Precise Alphabetic Filtering With Regular Expressions for T-SQL
By: Tim Smith
In our first part of alphabetic filtering with regular expressions, we learned that we can specify a range of characters and a specific length of characters which will return either that range and (or) length. We specify the range using brackets with the alphabetic characters of the range on each side and we can specify the length by stacking the ranges side-by-side.
In the below query, as a review, we are only looking for data rows with 2 alphabetic characters in the range of A through D for each character.

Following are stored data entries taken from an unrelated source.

PR #1780, opened 2020-07-09
VIRTS-1220/Objectives UI and API Functionality

christophert:
Adds objectives dialog that allows users to create their own and modify existing objectives.
- Adds `encrypt` flag to `file_svc.save_file` to expands its usability.
- Adds generalized `rest_svc._persist_item` private function that replaces the majority of non-specialized object persistence functions. 
- Adds generalized `data_svc.load_yaml_file` function that will load a class' object YAML files into memory
- Deprecates `data_svc.load_adversary_file`, `load_source_file`, and `load_objective_file`. Functions are now stubs pointing to `load_yaml_file`

### DIFF
--- a/app/service/data_svc.py
+++ b/app/service/data_svc.py
@@ -150,6 +150,12 @@ class DataService(DataServiceInterface, BaseService):
             source.access = access
             await self.store(source)
 
+    async def load_objective_file(self, filename, access):
+        for src in self.strip_yml(filename):
+            obj = Objective.load(src)
+            obj.access = access
+            await self.store(obj)
+
     """ PRIVATE """
 
     async def _load(self, plugins=()):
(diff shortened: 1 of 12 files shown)


app/service/data_svc.py
```diff
@@ -150,6 +150,12 @@ async def load_source_file(self, filename, access):
             source.access = access
             await self.store(source)
 
+    async def load_objective_file(self, filename, access):
+        for src in self.strip_yml(filename):
+            obj = Objective.load(src)
+            obj.access = access
+            await self.store(obj)
+
```
wbooth, line 158: load_adversary_file / load_source_file / load_objective_file is all the same function. We can abstract here and minimize the repetition

app/service/rest_svc.py
```diff
@@ -438,6 +451,25 @@ async def _persist_source(self, access, source):
         await self._services.get('data_svc').load_source_file(file_path, allowed)
         return [s.display for s in await self._services.get('data_svc').locate('sources', dict(id=final['id']))]
 
+    async def _persist_objective(self, access, objective):
```
wbooth, line 454: there are few different distinct sections of this function that can be broken out to smaller functions

wbooth (dismissed):
-

PR #1783, opened 2020-07-13
Add link details to link/completed event.

unkempthenry:
Changes: 

- Add details about the completed link to the `link/completed` event.

I think this probably worthwhile by itself, but it will be useful for some work I'm doing with response & gameboard.


unkempthenry:
link_id works for me I'll push up the change

unkempthenry:
hmmm I think operation id might be helpful too

PR #1812, opened 2020-07-24
Filtering deployment commands by platforms broke somehow, this fixes it

garunagiri:


templates/agents.html
```diff
@@ -433,6 +433,7 @@ <h3 id="modal-paw"></h3>
     function buildAbilityTemplate(platform, executor, description, command){
         let template = $('#variation-template').clone();
         template.attr('id', 'command-variation');
+        template.addClass('command-variation');
```
wbooth, line 436: command-variation is already being set in the id, you probably just need to add the the selector in 424 to iterate through each child object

SELECT * FROM alphareg WHERE Alphabetic LIKE '[A-D][A-D]'
If a data row has three characters, it will not return. Likewise, if one of the alphabetic characters is an X, U or M, it won’t return, even if it has 2 alphabetic characters. In this next exercise, we’ll look at more precise filtering with alphabetic characters, especially if we need to do combinations that may only involve one character.
Regex to Find Specific Text Pattern
In some cases, we may want to filter on a range after a specific character, such as first character being a T and the second character being either an A or W. If we want the second character to be either an A or W, we don’t want to enter a range as that may return characters we don’t want, so we can specify both of these characters as an option side-by-side without the range using an hyphen; for instance, [AW] means the “second character is either an A or W.”
In the below query we do this and we’re only looking at data rows that start with these, so this query does not ask for a specific length.
SELECT * FROM alphareg WHERE Alphabetic LIKE '[T][AW]%'
Two results from the first query.
Two of our data rows have alphabetic characters that start with a T and have either an A or W that follow. We can also apply this by allowing any starting or ending characters, such as what we do in the below code example.
More Complex Regex to Find Specific Text Patterns
Now, we’re looking for a combination of words – searching for TWO and THREE and similar combinations by stating that:
- Any characters are allowed at first (initial %),
- Then a T is required [T] in the second character ,
- Then a H or W is required [HW] in third character,
- Then a O or R is required [OR] in fourth character,
- Then a E or space is required [E ] in fifth character,
- And then any character is allowed after that (last %).
SELECT * FROM alphareg WHERE Alphabetic LIKE '%[T][HW][OR][E ]%'
One result from the second query.
Since the data row TWO does not have a space following the O, it does not return. This latter query only returns one result, as only one result meets this criterion.
What if we wanted to take the second query and we require that the first character had to be an A, while allowing anything else while also requiring that we find a two or three with anything else also ending the string?
The below third query is almost identical to the second query, except that it requires that our first character is an A (which no data rows meets the criterion).
SELECT * FROM alphareg WHERE Alphabetic LIKE '[A]%[T][HW][OR][E ]%'
No results from the third query.
Like the third query above this, we can specify combinations with regular expressions, such as “give me data rows with the first two characters being alphabetic [A-Z][A-Z], then any combination %, then two bs in a row [B][B], with any other combination %.
In the below query, we run a similar query where we allow:
- Any alphabetic combination in the first character [A-Z]
- With any combination after that %
- And then require a T character [T]
- Followed by either an H or W [HW]
- Followed by any other character %.
SELECT * FROM alphareg WHERE Alphabetic LIKE '[A-Z]%[T][HW]%'
Seven results from the fourth query.
As we can see, any sentence starting with an alphabetic character and containing either the word “the”, “this”, or “two” returns. What we’ve seen is that we can specify exact characters over ranges, if we need to, with combinations of any character following or preceding (%). In the next section, we’ll look at applying case sensitivity with alphabetic characters.
- Two of our data rows from the fourth query have “this” in them with “this” being a word in the sentence, not starting the sentence. How would you write the fourth query to only return “this” as a word in a sentence (not beginning it) using any combination of alphabetic regular expressions we’ve learned so far?